[Stored data]
++++++++++

PR #5313, opened 2024-05-28
Draft matters again

tehdiplomat:


forge-gui/res/editions/Conspiracy Take the Crown.txt
```diff
@@ -237,18 +237,21 @@ ScryfallCode=CN2
...
-#Emissary's Ploy
+Emissary's Ploy
 Garbage Fire
 Hired Heist
 Hold the Perimeter
 Hymn of the Wilds
 Incendiary Dissent
 Natural Unity
+Noble Banneret
+Paliano Vanguard
```
tehdiplomat, line 252: Regicide should be added to this list i think

forge-core/src/main/java/forge/card/CardFace.java
```diff
@@ -51,7 +47,7 @@ public enum FaceSelectionMethod { //
     private List<String> abilities = null;
     private List<String> staticAbilities = null;
     private List<String> triggers = null;
-    private List<String> draftActions = null;
+    private List<String> draftActions = Lists.newArrayList();
```
tool4ever, line 50: why would all instances need empty list for this 0.1% as default now?
not sure what the JVM will make of that memory wise, but feels like bad design anyway

forge-gui/res/cardsfolder/p/paliano_the_high_city.txt
```diff
@@ -0,0 +1,8 @@
+Name:Paliano, the High City
+Types:Legendary Land
+Draft:Reveal CARDNAME as you draft it.
+Draft:As you draft CARDNAME, the player to your right chooses a color, you choose another color, then the player to your left chooses a third color.
+A:AB$ Mana | Cost$ T | Produced$ Combo NotedColors | Condition$ Add one mana of any color chosen as you drafted cards named CARDNAME. | SpellDescription$ Add one mana of any color chosen as you drafted cards named Paliano, the High City.
+Oracle:Reveal CARDNAME as you draft it. As you draft CARDNAME, the player to your right chooses a color, you choose another color, then the player to your left chooses a third color.\n{T}: Add one mana of any color chosen as you drafted cards named Paliano, the High City.
```
tool4ever, line 6: bad oracle

forge-gui/res/cardsfolder/p/paliano_vanguard.txt
```diff
@@ -0,0 +1,8 @@
+Name:Paliano Vanguard
+ManaCost:1 W
+Types:Creature Human Soldier
+PT:2/2
+Draft:Draft CARDNAME face up.
+Draft:As you draft a creature card, you may reveal it, note its creature types, then turn CARDNAME face down.
+S:Mode$ Continuous | Affected$ Creature.Other+NotedTypes+YouCtrl | AddPower$ 1 | AddToughness$ 1 | Description$ Other creatures you control of a type you noted for cards named Paliano Vanguard get +1/+1.
```
tool4ever, line 7: hmn, I think you kind of will have to hardcode the "named" part into these scripts too
(so that when e.g. _Sakashima the Impostor_ copies them the abilities will still work :) )

tool4ever: or you could try to use getCardState in the code to navigate to the original trait host

forge-game/src/main/java/forge/game/spellability/AbilityManaPart.java
```diff
@@ -523,6 +521,9 @@ public final String mana(SpellAbility sa) {
             return getComboColors(sa);
         }
         String produced = this.getOrigProduced();
+        if (produced.contains("NotedColor")) {
+            produced = produced.replace("NotedColor", sa.getActivatingPlayer().getDraftNotes().get(""));
```
tool4ever, line 525: hmn, is this code reached for anything?

forge-game/src/main/java/forge/game/staticability/StaticAbilityContinuous.java
```diff
@@ -330,6 +312,11 @@ public String apply(String input) {
                     String[] restrictions = params.containsKey("SharedRestrictions") ? params.get("SharedRestrictions").split(",") : new String[] {"Card"};
                     addKeywords = CardFactoryUtil.sharedKeywords(addKeywords, restrictions, zones, hostCard, stAb);
                 }
+
+                if (params.containsKey("FromDraftNotes")) {
+                    addKeywords = Lists.newArrayList(hostCard.getController().getDraftNotes().getOrDefault(hostCard.getName(), "").split(","));
```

++++++++++

Please give the count of lines above with "restrictions", nothing else.

• **Exercise response**:
2